Sent from my SCH-I535 using RootzWiki


----------



## Syndacate (Aug 13, 2011)

mikeman said:


> Only duel core. I don't hate the fact just disappointed that's all. I really wanted to wait for the note 2 but couldn't do the upgrade with the unlimited data plan so I pre ordered s3 kept my unlimited data. Either way this phone is spectacular coming from the HTC Thunderbolt.
> 
> Sent from my SCH-I535 using RootzWiki


That's the same reason I ordered mine (now recently sold, never used). Not sure why somebody would want a BIGGER phone, the GS3 is already too damn big, but to each their own I suppose. Done with VZW after my contract is up, sick of their locking BS.


----------



## MrCeez (Feb 22, 2013)

Hate the fact that there is only a few ROMs for my model.
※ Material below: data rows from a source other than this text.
Issue #1047, opened 2026-07-20
premise_check: any backtick token containing '/' is treated as a path — 12/12 false STOP on wave-26 scope


parametrization:
## Summary

`.claude/lib/premise_check.py` — the hard **STOP** gate at `/wave-scope` Step 6.5 — classifies *any backtick-quoted prose fragment containing a slash* as a file path. On the wave-26 scope run it flagged **12 of 12** in-scope issues as premise-rot. **All 12 were false positives.** Zero genuine rot existed.

A hard gate with a 100% false-positive rate is a gate people learn to `--warn-only` past. This is the same erosion as #981 and #950, approached from the opposite direction: those fail open and silently; this one fails loud and wrong. Both end with the gate carrying no information.

## Root cause — `looks_like_path` accepts any token containing `/`

`.claude/lib/premise_check.py:154-155`:

```python
    if "/" in tok:
        return True
    ext = tok.rsplit(".", 1)[-1].lower() if "." in tok else ""
    return ext in _CODE_EXTENSIONS
```

The slash branch short-circuits before any extension or plausibility test. Its own docstring (`:139-142`) states the opposite intent:

> *"Precision over recall: a false negative just means one fewer thing checked; a false positive turns prose into a spurious STOP."*

`/wave-scope` SKILL.md § 6.5 repeats the claim: *"a strict path regex, so prose never produces a false STOP."* Neither is true. Per `ontology/conventions.md:257` (code wins on conflict), both docs are wrong and must be corrected alongside the code.

## Observed — wave-26 scope run, 2026-07-20

Every one of these was extracted as a "path" and reported MISSING:

| Token | Actually is |
|---|---|
| `/` | a bare slash — matches `[\w./\-]+`, contains `/`, accepted |
| `A/B` | prose ("bidirectional A/B fixtures") |
| `Latin/English` | prose |
| `benediction/Prophet-title` | prose |
| `ism/kunya` | Arabic name-part prose |
| `token-count/matn-density` | prose |
| `986/650` | a row count ("650,986/650,986 rows") |
| `origin/main` | a git **ref**, not a path |
| `recall/precision`, `display/graph`, `Identity/matching`, `taṣliya/eulogy`, `pollution/mc`, `resolve/load`, `collectors/commentators`, `Validate/scrub`, `boundary/particle`, `name/nisba`, `transliteration/cross-script`, `Code/git` | prose |

Two further distinct false-positive classes appeared:

[...]

Issue #983, opened 2026-07-19
Phase 9 Wave 26 — Parse recovery & name quality (confirm theme)


parametrization:
## Theme

**Parse recovery & name quality** (data-acquisition) — owner-confirmed 2026-07-20. Ratified in the Phase 9 plan (#977).

## Scope

Reconciled by `/wave-scope` on 2026-07-20. **Drift: 0** — all 12 `wave-26` labeled issues matched the declared candidate scope exactly; no keep/defer/strip/close dispositions were required.

**12 issues, 1 child repo** (`noorinalabs-data-acquisition`). Implementer/reviewer names validated against the data-acquisition roster (`/wave-scope` § 12.5, all resolve).

### Tier 1 — Parse recovery (5)

| Issue | Implementer | Reviewers |
|---|---|---|
| da#373 — `canonical_matn_identity` dead gate + edge loader (**one PR**, or re-creates the 196k orphan-chain bug) | Jean-Claude Habimana | Kavitha Sundaramurthy, Alejandra Reyes-Fuentes |
| da#397 — `bio_promote` truncated-merge guard refuses 773 gloss-tail rows | Nikolaos Papadopoulos | Jean-Claude Habimana, Alejandra Reyes-Fuentes |
| da#398 — same guard over-refuses 792 full-nasab isnad-tail rows | Nikolaos Papadopoulos | Jean-Claude Habimana, Kavitha Sundaramurthy |
| da#424 — matn sentences surviving the drop-gate (52 rows + #314 residual) | Kavitha Sundaramurthy | Nikolaos Papadopoulos, Oyunbileg Batbayar |
| da#427 — `normalize_arabic`: alif maqsura never folds to yaa | Kavitha Sundaramurthy | Ivana Horvat, Alejandra Reyes-Fuentes |

> da#397 and da#398 are the **same guard** from opposite directions (over-refusal of gloss-tail vs full-nasab). Assigned to one implementer deliberately — split ownership risks two divergent loosenings of one predicate.

### Tier 2 — Name quality (6)

| Issue | Implementer | Reviewers |
|---|---|---|
| da#295 — `fuzzy_cluster` cap follow-up: name-first/IDF token retention | Ivana Horvat | Kavitha Sundaramurthy, Nikolaos Papadopoulos |
[...]

Issue #888, opened 2026-06-25
board-audit: GraphQL first:500 over-cap + per-item gh-view drift scan + loop hang (pagination footgun)


parametrization:
## Summary

The `/board-audit` skill has three mechanical defects in its GitHub-API access patterns. Two surfaced (and were worked around) during `/board-audit` for P7W19 on 2026-06-25; the third is a latent scalability bomb in the same skill.

### 1. GraphQL `items(first: 500)` exceeds the 100-record connection cap (hard error)
`SKILL.md` Step 2 queries `projectV2 { items(first: 500) { … } }`. GitHub's GraphQL API caps connection `first:` at **100** — the query errors with *"Requesting 500 records on the connection exceeds the `first` limit of 100 records"* and returns **0 items** (silent-ish: the skill computed `board item count: 0` and would have reported every issue as an orphan). Project 2 currently has **1394 items**, so this is not a rare edge.

**Fix:** `first: 100` + cursor pagination — `pageInfo { hasNextPage endCursor }`, a `$endCursor` query var, and `gh api graphql --paginate`, then `jq -s` to merge pages. (This is the pattern that worked in the P7W19 run.)

> Pagination has bitten us more than once — fold a one-line convention into the skill-authoring notes: **GraphQL connections cap at 100; always paginate.** A cheap lint over `.claude/skills/**/*.md` for `first:[ ]*[1-9][0-9]{2,}` inside a `gh api graphql` block would catch regressions (only `board-audit/SKILL.md:79` matches today).

### 2. Step 4 drift detection does `gh issue view` **per board item** — O(board size) network calls
With 1394 board items this is ~1394 serial `gh issue view` calls (minutes, rate-limit risk). The labels needed for drift detection are already available in bulk: fetch them in Step 1's `gh issue list --json url,labels` (one call per repo, 8 total), build a `url → wave-label` map, and cross-reference **in memory** against the board's `url → Wave-field` map (already in the Step-2 GraphQL response). This eliminates the per-item `gh view` loop entirely. (Used this optimization in the P7W19 run — full audit dropped to ~10 calls.)

### 3. Org-wide `for repo in …; gh issue list` loop hung
[...]

Issue #1051, opened 2026-07-20
rg silently returns zero over `.claude/` — TOOLCHAIN.md documents the --no-ignore gotcha but not the --hidden one


parametrization:
Found while running a call-site audit during the merge-gate review of #1049.

## The trap

`rg` skips **hidden** files and directories by default, in addition to `.gitignore`d ones. This org keeps its *entire* configuration and enforcement tree — hooks, lib, skills, roster, agents, memory — under `.claude/`, a **hidden** directory. So a recursive `rg` from the repo root silently returns **zero matches** for anything under `.claude/`, even with `--no-ignore`.

Reproduce:

```
$ rg -n --no-ignore "check_comment_reviews\(" . -g '*.py'
                                    # <- zero output, silently

$ rg -n --no-ignore --hidden "check_comment_reviews\(" . -g '*.py'
./.claude/lib/pr_review_state.py:189  ...
./.claude/hooks/validate_pr_review.py:1270  ...
                                    # <- 11 real matches
```

This bit me live: my first "are there other callers that omit `content_ts`?" audit returned "none — every call site forwards it", which looked like a clean result and was in fact a measurement of nothing. The correct answer (two production callers) only appeared after adding `--hidden`.

## Why this matters more than the usual footgun

This is the exact failure class `feedback_silent_zero_is_not_a_measurement` names, and `docs/TOOLCHAIN.md` § Text search already documents the **`.gitignore`** half of it (lines 131-135, prescribing `--no-ignore`). It does not document the **hidden** half. An agent following TOOLCHAIN.md exactly will still get a false zero over `.claude/` — and `.claude/` is where every gate, hook, and enforcement artifact lives, so false-negative audits land precisely on the safety-critical tree.

## Suggested fix

1. Add a third bullet to `docs/TOOLCHAIN.md` § Text search covering hidden paths: use **`--hidden`** (or `-uu`, which implies both `--hidden` and `--no-ignore`) whenever the search may cover `.claude/` or any dotted path. Note that `-uu` is the single flag that covers both gotchas.
2. Mirror the note into `ontology/conventions.md` alongside the existing `rg`/`--no-ignore` convention.
[...]

PR #1052, opened 2026-07-20
scope(#983): wave-26 scope reconciliation + gh-CLI quota/check-runs gotchas

parametrization:
## Summary

Two commits from the wave-26 `/wave-scope` run, distinct authors:

**`scope(#983)`** (Nadia Khoury) — the `wave_26_*` bookkeeping keys `/wave-kickoff` reads: `_scope_reconciled_at`, `_repos_in_scope`, `_meta_issue`, `_scope`, plus a reconciliation note. Written via `upsert_status_keys.py`, so the compact-inline file shape is preserved.

**`memory(#983)`** (Aino Virtanen) — two gh-CLI surfaces verified live, appended to the consolidated gotchas note rather than filed as new memories.

## Scope outcome

Drift **0** — all 12 `wave-26` labeled issues matched the meta-issue candidate scope exactly; no dispositions required. Implementer/reviewer slate validated against the data-acquisition roster (all 7 names resolve). Top concentration 25%, down from wave-25's 43%.

TD intake recorded as **0 of a computed target of 1**, deliberately. The +20% formula assumes tech-debt is a top-up on feature work; here 9 of the wave's own 12 issues are already `tech-debt` labeled, so the non-TD base collapses to 3 and the target loses meaning. The rationale is stored in `wave_26_scope.td_intake` so the retro can revisit whether the base should count *theme* content regardless of label.

## Two gates behaved badly during this run

1. **`premise_check.py` STOPped 12/12, all false positives** — it accepts any backtick token containing `/` as a file path, so `A/B`, `ism/kunya`, `986/650`, `origin/main` and a bare `/` were checked as paths. Every token that genuinely *was* a path resolved OK. Cleared by hand; 0 genuine rot. Root cause filed as #1047.
2. **GraphQL quota exhausted silently** — the error body is a bare string that `jq` cannot parse, so with `2>/dev/null` it reads as an empty result set. This nearly produced a false "all 12 wave-26 issues missing from project board 2" finding when board state was simply unknown. Recorded as gotcha section 12, with the note that #888 (`first: > 100` over-cap) produced the *identical* false-orphan symptom from a different cause.

This PR was itself opened via the REST fallback documented in that gotcha, because `gh pr create` is GraphQL-backed and the quota was still flat.

## Test plan

No executable code changed — status-file keys and memory prose only. Verified:
- `wave_26_*` keys read back correctly from `cross-repo-status.json`
- meta-issue #983 body refreshed and read-back-verified (prior body archived as a comment)
- roster validation passes for all 7 slate names
- pre-commit hooks green on both commits

Refs #983


parametrization:
Requestor: Wanjiku Mwangi
Requestee: Nadia Khoury
RequestOrReplied: Approved
TechDebt: none

Program-bookkeeping review of both commits at head ceecb6d.

**scope(#983) — cross-repo-status.json**
- Verified all four keys `/wave-scope`'s upsert helper is documented to write are present and correctly named: `wave_26_scope_reconciled_at`, `wave_26_repos_in_scope`, `wave_26_meta_issue`, `wave_26_scope`. `/wave-kickoff` Step 0/0a read exactly these names — kickoff will not STOP on a missing/misnamed key.
- Ran `jq` over the PR's blob: JSON parses; `wave_26_scope` has all 3 tiers; `flatten | length` = 12; every one of the 12 rows is an object (not a bare string) with `id`/`ref`/`implementer`/`reviewer`/`reviewer_2`/`priority`; every `id` uses the full `noorinalabs-data-acquisition#NNN` form the kickoff-comment hook matches on. No #586-class regression.
- File shape preserved — diff is a 6-line targeted upsert inside the existing compact-inline block, not a `jq`-reformat churn (confirmed via `git diff`, no pretty-printed reflow).
- Cross-checked issue count/tiers against meta-issue #983's body ("12 issues, 1 child repo", 5/6/1 tier split) — matches exactly.
- `wave_26_meta_issue` changed shape from prior waves' quoted `"noorinalabs-main#NNN"` string to a bare integer `983`. Checked the consumer: `post_wave_kickoff_comment.py`'s meta-issue-skip does `str(meta) == issue_number`, i.e. it wants a bare number — the bare-int form this PR writes is what the hook actually needs (the old quoted-string form on wave_24/25 would have failed that comparison). Net: this is a correctness improvement, not a regression, and it also matches `/wave-scope` SKILL.md's own documented type ("integer").

**Point 4 — `repos_in_scope` includes `noorinalabs-main` — traced, not a bug.** All 12 issues are data-acquisition-only (meta-issue body says so explicitly), so at first glance this looked like it would make kickoff spin up a pointless `deployments/phase-9/wave-26` branch in main. Traced `/wave-scope` SKILL.md's own upsert logic (lines ~604-661): when the meta-issue body declares a strict subset of the canonical 8-repo list and no `WAVE_SCOPE_REPOS` override is given, the skill's descope path *always* rebuilds the array as `["noorinalabs-main"] + body-derived children` — the comment there states main is "always implicitly in scope." So `["noorinalabs-main","noorinalabs-data-acquisition"]` is exactly what the current skill produces unattended; it isn't an authoring error in this PR. wave-25's cleaner `["noorinalabs-data-acquisition"]`-only result was very likely a manual `WAVE_SCOPE_REPOS` override, not the default path. Consequence to flag for the wrapup owner (not blocking here): main will have 0 PRs merged to its wave-26 branch, so per wave-wrapup SKILL.md's acceptance rule (§ ~915) it will need an explicit de-scope/carry-forward record for main at wrapup — a minor known step, not a stall risk at kickoff.

**memory(#983) — feedback_gh_cli_gotchas.md + section_ci_tooling.md**
- Sections 12–13 are substantive, live-verified gotchas (GraphQL/REST quota independence + silent-zero failure mode; check-runs vs legacy status API) with correct cross-links (`[[feedback_silent_zero_is_not_a_measurement]]`, `[[feedback_verdict_head_sha_anchoring]]`) and the `section_ci_tooling.md` one-liner was extended to match, per the two-tier memory convention.
- `ontology/checksums.json` diff is exactly the expected PostToolUse tracker entry for the touched memory file — no scope creep.

**Two authors, one PR:** acceptable here — both commits are outputs of the same wave-26 `/wave-scope` run (same #983 issue), each carries correct per-commit `-c` identity (Nadia Khoury / Aino Virtanen with their own `parametrization+...@gmail.com`), and splitting a same-session memory note from its triggering scope commit would add PR overhead without a real isolation benefit.

CI verified against head SHA `ceecb6d` (not PR number): 21/21 checks SUCCESS, including the pre-commit⇄CI sync-drift gate and memory-budget gate. Mergeable: MERGEABLE.

Nothing here rises to blocking. Approved.

parametrization:
Requestor: Nino Kavtaradze
Requestee: Nadia Khoury
RequestOrReplied: Approved
TechDebt: 1054

Reviewed at head ceecb6d53d037ae66f535853b87cecc2e7eb85b9 via gh api / git show against origin/main. CI green: statusCheckRollup 21/21 SUCCESS at that SHA.

## Executed, not read

wave_26 bookkeeping — JSON parses (419 top-level keys). All three tier_* arrays are assignment-row dicts, 12 rows, every row carrying id/ref/implementer/reviewer/reviewer_2/priority. I ran find_assignment_row from the real hook against the committed scope: 12/12 resolve, and check() on the real meta-issue returns skip_meta_issue. No #586 silent-skip exposure.

Wave counter transition is correct. Before: seq=25 with wave_26_meta_issue present, so reserved_wave=26, allocation_target=26. After: seq=26, reserved_wave=None, allocation_target=27. The reservation is committed, not skipped or re-issued.

Section 13 (check-runs vs status) reproduces on this PR's own head SHA: legacy status returns state=pending with 0 statuses, check-runs returns 21/21 success. The note states it correctly, including the query-by-SHA-not-PR-number caveat.

## An unflagged latent-bug fix in this diff

wave_26_meta_issue changes from "noorinalabs-main#983" to 983. The PR body does not mention it, but it is a real fix, and I would rather it be recorded than rediscovered.

post_wave_kickoff_comment.py:516 compares str(meta) == issue_number, where issue_number is a bare "983". Mutation-tested against the real hook on the meta_issue_skip fixture:

    INT    meta=347                    -> skip_meta_issue
    STRING meta="noorinalabs-main#347" -> post

The string form does not error; it falls through to post, so the meta-issue gets a per-issue kickoff comment that /wave-kickoff Step 8b owns exclusively. Waves 24 and 25 carry the string form and very likely received that spurious comment. Nothing in this PR needs to change — the int form is correct and matches every existing fixture — but there is no guard preventing the string form from being written again, and no fixture covers it. Filed as #1054.

## Two-tier index discipline (#1016) — correct

The one-liner goes to section_ci_tooling.md and MEMORY.md is untouched. Section count stays 21, matching the ToC's 21, which is right: sections 12 and 13 were appended to an existing note, so no new note file exists and no bump is due.

Cross-references: feedback_silent_zero_is_not_a_measurement, feedback_refresh_before_status_claim and feedback_verify_diagnosis_before_delegating all resolve. feedback_verdict_head_sha_anchoring does not exist. That is an acceptable forward-marker per CLAUDE.md, not a wrong-slug retarget — the nearest existing note, feedback_review_against_artifact, covers reading at PR head but not the specific caveat that a PR-number query re-resolves the head. Either write the note or retarget the link; not blocking.

## td_intake 0 of 1 — sound, with a caveat on how it is worded

Sound, and I checked rather than took it on trust. The nine tech-debt issues are pre-existing backlog, not freshly-filed theme work wearing a label: data-acquisition #295/#299/#373/#397/#424/#446 were created 2026-07-03 through 07-13, against a scope run on 07-20. Nine items genuinely drain the 47-item pool, so the intake rule's purpose is met in substance, not just arithmetically. Skipping a tenth would be ritual compliance.

The caveat is the wording, not the decision. The rationale keys on percentage-tech-debt-labeled. That predicate would also read as satisfied in a wave where the label was decorative on newly-filed theme work, and there it would license a genuine skip of debt intake. The load-bearing fact here is pool-drained-by-nine. Worth having the retro record the pool-drain framing when it revisits whether the formula base should count theme content regardless of label.

## Minor, non-blocking

Ships one dirty checksums entry (section_ci_tooling.md, last_resolved empty), so the next session's librarian will report 1 file pending. Legitimate change-tracker behaviour for a memory edit. Note the asymmetry: feedback_gh_cli_gotchas.md is not checksum-tracked at all, so the larger of the two memory edits dirtied nothing.

## Correction to my review brief

I was asked to re-verify two empirical claims attributed to section 12: that --no-ignore returns a confident partial of pure noise, and that an explicit path argument needs no --hidden. Neither claim is in this PR. Sections 12 and 13 are about GraphQL quota exhaustion and check-runs respectively; the whole file at head SHA has zero matches for no-ignore, --hidden, ripgrep or rg. There was nothing on #1052 to adjudicate. Flagging it so the brief's premise does not get recorded as a review finding — I have sent the measurements to the #1051 thread where they belong.

Approving. The bookkeeping is executable-correct, the memory claims that are actually present are true and I reproduced the one that was checkable, and the index discipline is right.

Sent from my GT-I9305 using Tapatalk 2


----------



## sooner7 (Mar 31, 2012)

MrCeez said:


> Hate the fact that there is only a few ROMs for my model.
> 
> Sent from my GT-I9305 using Tapatalk 2


Even if it did, Exynos models will never have the same aosp experience the snapdragon chipset offers.

Only thing I hate about my s3 is touchwiz.


----------



## Chris6 (Aug 8, 2011)

I can't think of anything I really hate about my Vzw S3. (Especially since I have unlimited data and blazing fast LTE)
A few hours after I got the phone last July, it was rooted and I've been running TW Roms since their the most stable. Clean Rom and Beans are my favorite. 
I've never been a fan of the LED notification light, so I disabled it and use NoLED and that works perfectly. 
I honestly can't think of anything else...it's an amazing device and I'm really looking forward to the S4. 

tap'n


----------



## Syndacate (Aug 13, 2011)

Chris6 said:


> I can't think of anything I really hate about my Vzw S3. (Especially since I have unlimited data and blazing fast LTE)
> A few hours after I got the phone last July, it was rooted and I've been running TW Roms since their the most stable. Clean Rom and Beans are my favorite.
> I've never been a fan of the LED notification light, so I disabled it and use NoLED and that works perfectly.
> I honestly can't think of anything else...it's an amazing device and I'm really looking forward to the S4.
> ...


There didn't seem to be that many ROMs for it. What are, just leaving the stock kernel and BL I'm guessing?


----------



## SlimSnoopOS (Jan 19, 2012)

Syndacate said:


> *There didn't seem to be that many ROMs for i*t. What are, just leaving the stock kernel and BL I'm guessing?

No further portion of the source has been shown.